27 Aprile 2019 , Scritto da Gordiano Lupi Con tag #gordiano lupi, #luoghi da conoscere

 

 

 

 

 

Si apre come un’aurora Piombino, dietro le spirali del Cornia, gonfio di alberi splendidi come fiori, biancheggiante città che attende il futuro, forma incerta come una nebulosa, nella nebbia d’un indistinto presente. Come in un film di Pasolini, solo che le Borgate più non ci sono, restano i Lombriconi, antichi palazzi color giallo mattone, con le persiane verdi scolorite da tempo, salmastro e incuria, da neocapitalismo incolto che non è più tale. Resta il ricordo del Rio Salivoli, il canale del Vallone, dove ragazzini tiravano calci a un pallone, futuri giocatori con maglie gialloverdi o nerazzurre. Come in un film di Pasolini, Mamma Roma o La Ricotta, non saprei, passano silenti da questa campagna cittadina, le antiche strade che corrono verso il mare. Pini marittimi svettanti, pitosfori, invecchiati lecci, insolite acacie, oleandri, palme ammalate dalle chiome incappucciate, che circondano questo litorale, una disperata vitalità da non poter comunicare, che non è la morte peggiore, quel che nega la speranza in fondo è solo non essere compreso.   

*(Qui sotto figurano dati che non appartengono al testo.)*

PR #5886, opened 2026-06-15
test(o11y): add GAPIC LRO tracing logical error integration test

haphungw:
Stacked on top of https://github.com/googleapis/google-cloud-rust/pull/5885

Adds an integration test validating the tracing behavior of GAPIC LROs that complete with a logical error (i.e. status code 3 / INVALID_ARGUMENT inside the operation body).

PR #5895, opened 2026-06-16
impl(o11y): record `error.type` attribute on LRO span

haphungw:
Add `error.type` attribute to the LRO (T2) span and populate it from the status code if the long-running operation fails with a status code. This allows observability tools to track error rates by error type for long-running operations.

This lack of T2 error type recording is surfaced in the `error.type` assertions requested for LRO tracing integration tests (https://github.com/googleapis/google-cloud-rust/pull/5886).

### DIFF
--- a/src/lro/Cargo.toml
+++ b/src/lro/Cargo.toml
@@ -52,6 +52,7 @@ google-cloud-wkt         = { workspace = true }
 
 [target.'cfg(google_cloud_unstable_tracing)'.dependencies]
 tracing = { workspace = true }
+gaxi    = { workspace = true, features = ["_internal-common"] }
 
 [target.'cfg(google_cloud_unstable_tracing)'.dev-dependencies]
 tracing-subscriber      = { workspace = true, features = ["registry"] }
--- a/src/lro/src/internal/tracing.rs
+++ b/src/lro/src/internal/tracing.rs
@@ -13,6 +13,7 @@
 // limitations under the License.
 
 use crate::{Poller, PollingResult, Result, sealed};
+use gaxi::observability::errors::error_type;
 use google_cloud_gax::polling_state::PollingState;
 use tracing::{Instrument, Span, info_span};
 
@@ -122,6 +123,7 @@ impl LroRecorder {
     pub fn record_error(&self, err: &crate::Error) {
         self.span.record("otel.status_code", "ERROR");
         self.span.record("otel.status_description", err.to_string());
+        self.span.record("error.type", error_type(err));
     }
 
     pub async fn record_action<F, Fut, T>(&self, f: F) -> T
--- a/src/lro/src/internal/ext.rs
+++ b/src/lro/src/internal/ext.rs
@@ -53,7 +53,8 @@ where
                 "gcp.rpc.method" = method_name,
                 "gcp.resource.destination.id" = tracing::field::Empty,
                 "otel.status_code" = tracing::field::Empty,
-                "otel.status_description" = tracing::field::Empty
+                "otel.status_description" = tracing::field::Empty,
+                "error.type" = tracing::field::Empty
             );
             let traced = Tracing::new(self, span);
             return Either::Right(traced);


src/lro/src/internal/tracing.rs
```diff
@@ -122,6 +122,11 @@ impl LroRecorder {
     pub fn record_error(&self, err: &crate::Error) {
         self.span.record("otel.status_code", "ERROR");
         self.span.record("otel.status_description", err.to_string());
+        if let Some(status) = err.status() {
```
westarle: Can we use https://github.com/googleapis/google-cloud-rust/blob/d059878adc986eb7e41c8e4e87e7319d722a3315/src/gax-internal/src/observability/errors.rs#L22 without too much modification?

src/lro/src/internal/tracing.rs
```diff
@@ -426,9 +431,8 @@ mod tests {
             .unwrap();
 
         assert!(
-            got.attributes
-                .get("gcp.longrunning.poll_attempt_count")
-                .is_none()
+            !got.attributes
```
westarle: please print the key (or attributes) if you find a key.

haphungw: since the clippy cleanups are out of scope for this PR (and will be addressed when we remove the unstable tracing gating flag altogether), I reverted those changes and we are back to using the original get().is_none() assertions for now.

src/lro/src/internal/tracing.rs
haphungw: i'd have to modify `gaxi` to expose `ErrorType`

src/lro/src/internal/tracing.rs
westarle: I don't see them reverted here...

src/lro/src/internal/tracing.rs
```diff
@@ -122,6 +122,10 @@ impl LroRecorder {
     pub fn record_error(&self, err: &crate::Error) {
         self.span.record("otel.status_code", "ERROR");
         self.span.record("otel.status_description", err.to_string());
+        self.span.record(
+            "error.type",
+            gaxi::observability::errors::ErrorType::from_gax_error(err).as_str(),
```
westarle: use gaxi::observability::errors::ErrorType above.

westarle (approved):
I think it looks good, but I'd like @dbolduc or someone familiar with Rust to comment on any downside to exposing the errors module pub in gaxi and adding the dependency here.

src/lro/src/internal/tracing.rs
haphungw: ack

src/lro/Cargo.toml
```diff
@@ -52,6 +52,7 @@ google-cloud-wkt         = { workspace = true }
 
 [target.'cfg(google_cloud_unstable_tracing)'.dependencies]
 tracing = { workspace = true }
+gaxi    = { workspace = true, features = ["_internal-grpc-client"] }
```
dbolduc: This is going to include gRPC components in the build for all of our GAPICs that have LROs.

You want: `"_internal-common"`.

src/gax-internal/src/observability.rs
```diff
@@ -22,7 +22,7 @@ pub(crate) mod propagation;
 pub(crate) mod attributes;
 
 #[cfg(any(feature = "_internal-http-client", feature = "_internal-grpc-client"))]
```
dbolduc: Same here. Use the `_internal-common` feature.

src/gax-internal/src/observability/errors.rs
```diff
@@ -42,7 +42,7 @@ pub enum ErrorType {
 }
 
 impl ErrorType {
```
dbolduc, line 45: before we forget, you should make this type `#[non_exhaustive]`

src/lro/src/internal/tracing.rs
```diff
@@ -122,6 +123,8 @@ impl LroRecorder {
     pub fn record_error(&self, err: &crate::Error) {
         self.span.record("otel.status_code", "ERROR");
         self.span.record("otel.status_description", err.to_string());
+        self.span
+            .record("error.type", ErrorType::from_gax_error(err).as_str());
```
dbolduc: exposing `ErrorType` seems unnecessary, at least at the moment. How do you expect this to grow/change over time?

If it isn't going to grow, then we can reduce the API surface, by just offering a function e.g.:

```rs
mod observability {
  pub fn to_string(e: &gax::Error) -> String {
    ErrorType::from_gax_error(err).as_str()
  }
}
```

src/gax-internal/src/observability/errors.rs
```diff
@@ -78,7 +78,7 @@ impl ErrorType {
         }
     }
 
-    pub(crate) fn as_str(&self) -> String {
+    pub fn as_str(&self) -> String {
```
dbolduc: This method name is wrong. It should be called `to_string()`.

"as" means you are yielding a cheap reference. "to" means you are making a new thing, leaving the original thing unchanged. https://rust-lang.github.io/api-guidelines/naming.html#c-conv

And `str` is a very different type from `String`.

src/gax-internal/src/observability/errors.rs
dbolduc: Or not expose it at all.

dbolduc (changes requested):
I am fine with exposing something from `gaxi`, but in a vacuum, I would minimize the surface.

Will any other layer need to know what is a strongly-typed `ErrorType`? Or do they just need to know how to encode it as an attribute?

haphungw:
@dbolduc I added this refactoring PR https://github.com/googleapis/google-cloud-rust/pull/5908 to fix those problems in `gaxi`.

dbolduc (approved):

I sogni del mattino a primavera, cantano monotone le tortore, s’odono grilli e passeracci, mentre quel sole antico splende su panni tesi ad asciugare, tra  palazzoni sul mare, edificati a misura d’operaio; un autobus corre verso il niente, incontro a una giornata sempre uguale, fresca, assolata, tiepida a tratti, il mare leviga la costa rocciosa, immutabile, sgretolando una terra che profuma di sudore e pianto. Una disperata vitalità è quel che resta, nel niente che circonda il mio presente, un telefono che suona, sempre, irriverente, momento eternamente uguale, che consente l’attesa informe d’un istante, irripetibile, che non ti raggiunge. E i panni tesi da un terrazzo all’altro, orrore borghese di triste povertà, sono forse l’unico motivo per comporre poesia dal niente, tentativo di affacciarsi al mare, dalle case popolari di quel golfo, che vissero tempi di perduto acciaio, verso stagioni nuove, turismo senza fumo, dimenticando le troppe ciminiere, i palazzi anneriti, ormai distanti.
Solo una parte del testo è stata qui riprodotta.